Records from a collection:
-- Opening Marker --

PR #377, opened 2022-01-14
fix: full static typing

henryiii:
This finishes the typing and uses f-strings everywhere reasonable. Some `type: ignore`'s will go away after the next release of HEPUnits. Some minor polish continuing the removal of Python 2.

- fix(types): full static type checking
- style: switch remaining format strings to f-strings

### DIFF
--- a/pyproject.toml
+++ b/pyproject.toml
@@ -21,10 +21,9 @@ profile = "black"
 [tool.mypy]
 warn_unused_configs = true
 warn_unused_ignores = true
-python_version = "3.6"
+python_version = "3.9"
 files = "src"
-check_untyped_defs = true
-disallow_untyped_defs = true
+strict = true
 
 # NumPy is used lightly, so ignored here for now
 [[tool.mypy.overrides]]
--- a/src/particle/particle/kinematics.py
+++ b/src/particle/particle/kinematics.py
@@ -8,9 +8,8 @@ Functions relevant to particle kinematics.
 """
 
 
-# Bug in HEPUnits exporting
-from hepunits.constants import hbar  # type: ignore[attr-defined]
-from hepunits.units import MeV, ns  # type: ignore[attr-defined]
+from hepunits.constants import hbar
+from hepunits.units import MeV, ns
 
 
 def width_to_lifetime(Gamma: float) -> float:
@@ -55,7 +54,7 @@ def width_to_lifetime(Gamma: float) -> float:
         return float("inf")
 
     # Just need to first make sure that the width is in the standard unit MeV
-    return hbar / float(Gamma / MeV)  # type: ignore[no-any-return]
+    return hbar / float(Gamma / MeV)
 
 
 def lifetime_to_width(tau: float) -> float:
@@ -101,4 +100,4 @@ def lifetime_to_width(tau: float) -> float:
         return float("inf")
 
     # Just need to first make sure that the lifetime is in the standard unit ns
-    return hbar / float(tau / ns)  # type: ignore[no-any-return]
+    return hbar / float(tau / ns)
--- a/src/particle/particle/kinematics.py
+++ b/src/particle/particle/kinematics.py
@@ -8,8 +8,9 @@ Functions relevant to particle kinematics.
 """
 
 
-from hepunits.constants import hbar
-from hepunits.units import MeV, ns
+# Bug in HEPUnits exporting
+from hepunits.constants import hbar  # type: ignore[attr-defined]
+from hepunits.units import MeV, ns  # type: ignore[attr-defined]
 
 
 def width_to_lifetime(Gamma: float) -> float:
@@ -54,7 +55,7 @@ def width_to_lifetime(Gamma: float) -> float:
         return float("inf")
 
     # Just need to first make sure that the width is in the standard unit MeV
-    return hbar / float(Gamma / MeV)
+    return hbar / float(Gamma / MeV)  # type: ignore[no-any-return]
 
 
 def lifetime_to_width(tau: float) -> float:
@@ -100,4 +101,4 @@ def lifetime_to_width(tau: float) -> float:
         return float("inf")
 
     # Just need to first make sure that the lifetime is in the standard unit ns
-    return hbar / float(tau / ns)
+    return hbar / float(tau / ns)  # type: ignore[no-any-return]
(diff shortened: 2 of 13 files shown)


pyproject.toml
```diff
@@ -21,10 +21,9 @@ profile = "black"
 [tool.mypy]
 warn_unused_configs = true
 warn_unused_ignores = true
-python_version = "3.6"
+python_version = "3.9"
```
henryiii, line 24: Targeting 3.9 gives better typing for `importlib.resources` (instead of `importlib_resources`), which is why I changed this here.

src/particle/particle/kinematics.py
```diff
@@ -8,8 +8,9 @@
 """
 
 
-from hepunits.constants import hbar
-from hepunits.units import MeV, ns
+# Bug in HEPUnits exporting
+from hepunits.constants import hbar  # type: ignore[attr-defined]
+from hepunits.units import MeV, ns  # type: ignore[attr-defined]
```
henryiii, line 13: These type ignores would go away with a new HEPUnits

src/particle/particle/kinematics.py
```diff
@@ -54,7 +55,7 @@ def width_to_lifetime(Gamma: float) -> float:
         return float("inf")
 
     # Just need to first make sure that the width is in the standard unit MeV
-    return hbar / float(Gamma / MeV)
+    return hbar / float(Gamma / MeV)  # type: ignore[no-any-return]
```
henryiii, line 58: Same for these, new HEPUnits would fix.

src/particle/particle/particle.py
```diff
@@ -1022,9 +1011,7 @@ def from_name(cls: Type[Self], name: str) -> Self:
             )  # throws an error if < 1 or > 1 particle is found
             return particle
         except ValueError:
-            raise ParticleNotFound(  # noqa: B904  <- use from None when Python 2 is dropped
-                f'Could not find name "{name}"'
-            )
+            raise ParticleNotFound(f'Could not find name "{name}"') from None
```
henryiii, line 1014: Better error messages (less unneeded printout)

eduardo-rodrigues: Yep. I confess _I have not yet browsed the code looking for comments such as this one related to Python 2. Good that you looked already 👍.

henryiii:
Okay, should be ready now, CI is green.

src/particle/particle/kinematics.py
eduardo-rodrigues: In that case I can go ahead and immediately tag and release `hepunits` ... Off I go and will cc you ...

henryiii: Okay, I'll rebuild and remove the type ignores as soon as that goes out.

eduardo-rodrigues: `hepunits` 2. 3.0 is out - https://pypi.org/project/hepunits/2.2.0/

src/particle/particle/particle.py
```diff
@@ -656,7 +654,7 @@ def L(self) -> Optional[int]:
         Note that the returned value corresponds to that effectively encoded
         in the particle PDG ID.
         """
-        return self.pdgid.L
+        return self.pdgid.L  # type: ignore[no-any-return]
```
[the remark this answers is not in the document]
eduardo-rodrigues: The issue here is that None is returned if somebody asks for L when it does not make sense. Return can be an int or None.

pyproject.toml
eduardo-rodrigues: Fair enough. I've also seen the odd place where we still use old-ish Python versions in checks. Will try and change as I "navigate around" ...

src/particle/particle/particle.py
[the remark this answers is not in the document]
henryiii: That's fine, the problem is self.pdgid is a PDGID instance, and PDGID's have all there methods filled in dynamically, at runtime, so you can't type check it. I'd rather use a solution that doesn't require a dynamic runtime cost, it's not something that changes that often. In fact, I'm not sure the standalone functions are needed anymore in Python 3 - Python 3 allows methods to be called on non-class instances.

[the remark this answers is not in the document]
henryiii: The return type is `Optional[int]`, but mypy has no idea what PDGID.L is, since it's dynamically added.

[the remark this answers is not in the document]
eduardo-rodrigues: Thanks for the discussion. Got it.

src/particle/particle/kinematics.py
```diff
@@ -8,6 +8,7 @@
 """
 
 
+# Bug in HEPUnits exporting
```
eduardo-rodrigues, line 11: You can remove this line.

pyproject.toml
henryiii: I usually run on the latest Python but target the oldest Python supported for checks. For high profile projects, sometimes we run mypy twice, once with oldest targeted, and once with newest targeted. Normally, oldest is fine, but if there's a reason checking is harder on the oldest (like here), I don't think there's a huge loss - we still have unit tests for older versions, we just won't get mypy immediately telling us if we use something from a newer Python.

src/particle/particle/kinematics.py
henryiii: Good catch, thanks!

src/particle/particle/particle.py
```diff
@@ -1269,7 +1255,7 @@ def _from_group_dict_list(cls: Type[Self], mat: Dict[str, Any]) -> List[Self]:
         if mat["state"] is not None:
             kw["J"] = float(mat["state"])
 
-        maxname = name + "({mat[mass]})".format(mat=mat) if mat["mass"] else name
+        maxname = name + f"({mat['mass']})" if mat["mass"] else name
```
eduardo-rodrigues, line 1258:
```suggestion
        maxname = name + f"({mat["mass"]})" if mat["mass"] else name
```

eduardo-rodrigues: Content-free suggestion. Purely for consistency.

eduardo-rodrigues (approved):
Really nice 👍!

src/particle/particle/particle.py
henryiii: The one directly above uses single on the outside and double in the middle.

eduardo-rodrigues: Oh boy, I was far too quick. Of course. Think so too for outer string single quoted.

-- Closing Marker --

Instructions to follow:
All lines in the data that contain the word "would" should be copied.

Written reply:
henryiii, line 13: These type ignores would go away with a new HEPUnits
henryiii, line 58: Same for these, new HEPUnits would fix.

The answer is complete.